As habilidades de liderança não são inatas, mas podem ser aprendidas. Para que os funcionários de uma empresa tenham o melhor desempenho e nem pensem em mudar de empregador, eles devem estar satisfeitos com seu trabalho. É assim que funciona:

1. Expresse sua apreciação

Precisamente porque, como chefe, você está claramente acima de seus funcionários, você deve mostrar a eles o seu apreço. Os funcionários só alcançam seu potencial máximo quando percebem que isso também está sendo valorizado. Eles querem seguir em frente e ter a oportunidade de dar o próximo passo em sua empresa. Se, por falta de valorização, eles não perceberem que o avanço na carreira é possível, isso pode ter um impacto negativo em sua produtividade.

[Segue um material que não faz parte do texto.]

PR #1118, opened 2023-10-11
Gearbox.vhd: changed the type of the generic parameter RST_POLARITY_G from sl to boolean

king-pietro:
Gearbox.vhd: changed the type of the generic parameter RST_POLARITY_G from sl to boolean

### Description
The type of generic parameter **RST_POLARITY_G** in Gearbox.vhd has been changed from sl to boolean.
**RST_POLARITY_G** now controls a new _constant sl_ called **RST_POLARITY_C**, which acts exactly as the generic acted previously.

### Details
When using a Verilog wrapper around the gearbox, if you tried to set the RST_POLARITY_G generic to either '0' or '1', the simulation would give you a wrong result as its not possible to use sl as parameters in verilog: https://stackoverflow.com/questions/32218950/instantiate-vhdl-in-verilog-with-generics-containing-std-logic
Changing its type to boolean fixes the problem

### DIFF
--- a/base/general/rtl/Gearbox.vhd
+++ b/base/general/rtl/Gearbox.vhd
@@ -25,7 +25,7 @@ use surf.StdRtlPkg.all;
 entity Gearbox is
    generic (
       TPD_G                : time    := 1 ns;
-      RST_POLARITY_G       : sl      := '1';  -- '1' for active high rst, '0' for active low
+      RST_POLARITY_G       : boolean := true;  -- true for active high rst, false for active low
       RST_ASYNC_G          : boolean := false;
       SLAVE_BIT_REVERSE_G  : boolean := false;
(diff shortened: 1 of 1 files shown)


king-pietro:
@ruck314 another "bug" I saw while changing the reset is that:
If the gearbox is in **reset** state, but I still give `clk` and `slaveValid`, the signal `slaveReady` is moving nonetheless (while the other signals are reset as they should).
This is due to the fact that in the FSM, `slaveReady` is asserted before the reset of `v`. 
https://github.com/slaclab/surf/blob/d92f7c411eb5f279d7f746fa371f929451470ae2/base/general/rtl/Gearbox.vhd#L153

I don't know if it was done on purpose or not. If it's a bug the bug-fix is to just move down that line of code aftere the reset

2. Conheça seus funcionários ao nível dos olhos

Sua posição superior como chefe também desempenha um papel importante quando se trata de respeito mútuo. Claro, os trabalhadores devem reconhecer que as decisões do empregador são fundamentais. Você ainda deve encontrar seus funcionários ao nível dos olhos. Por exemplo, se um de seus funcionários der uma sugestão que seja melhor do que a sua, você deve abordá-la. Você também deve evitar abusar de seu papel de chefe e deixá-lo fluir em seu comportamento social.

3. Dê a seus funcionários algum espaço

Em vez de ditar cada passo para seus funcionários e monitorá-los constantemente, você deve dar a eles alguma liberdade. Deixe-os descobrir por si mesmos qual é a melhor maneira de fazer seu trabalho. Só assim eles podem desenvolver todo o seu potencial. Você também incentiva a criatividade deles, o que pode levar a uma melhoria geral no desempenho do trabalho em sua empresa.

4. Aborde os problemas de seus funcionários

Se algum de seus funcionários se sentir desconfortável por qualquer motivo, você deve agir de acordo com ele. Ajude seus colegas de trabalho a resolver problemas e esteja lá para ajudá-los. É também do seu interesse que todos possam fazer o seu trabalho a todo o vapor. Comunique também claramente que você está disposto a ouvir todos os funcionários. Quando eles descobrirem que não precisam temer os problemas, eles se sentirão mais à vontade na sua empresa.

5. Respeite seus erros

Não é incomum que os líderes escondam seus próprios erros e até culpem seus funcionários por eles – mas isso não tem absolutamente nada a ver com habilidades de liderança. Pelo contrário: você definitivamente deve evitar esse comportamento se não quiser colocar seus funcionários contra você. Aqueles que não defendem seu fracasso parecem incompetentes e perdem sua autoridade. Os erros são humanos. Portanto, tente aprender com eles e mostrar a seus funcionários que eles também podem se dar ao luxo de errar sem medo se fizerem tudo o que puderem para reparar os danos que causaram.

6. Mostre compromisso

Obviamente, você espera que seus funcionários estejam dispostos a ter o melhor desempenho o tempo todo. No entanto, como chefe, você também deve mostrar esse compromisso. Portanto, você também deve exigir muito de si mesmo. Quando seus funcionários perceberem que seu chefe está comprometido e com energia para trabalhar, isso os motivará.

Uma empresa de sucesso só pode ser administrada por aqueles que, como gerentes, buscam e respondem às discussões com seus funcionários. Este processo pode ser simplificado significativamente com ferramentas de feedback.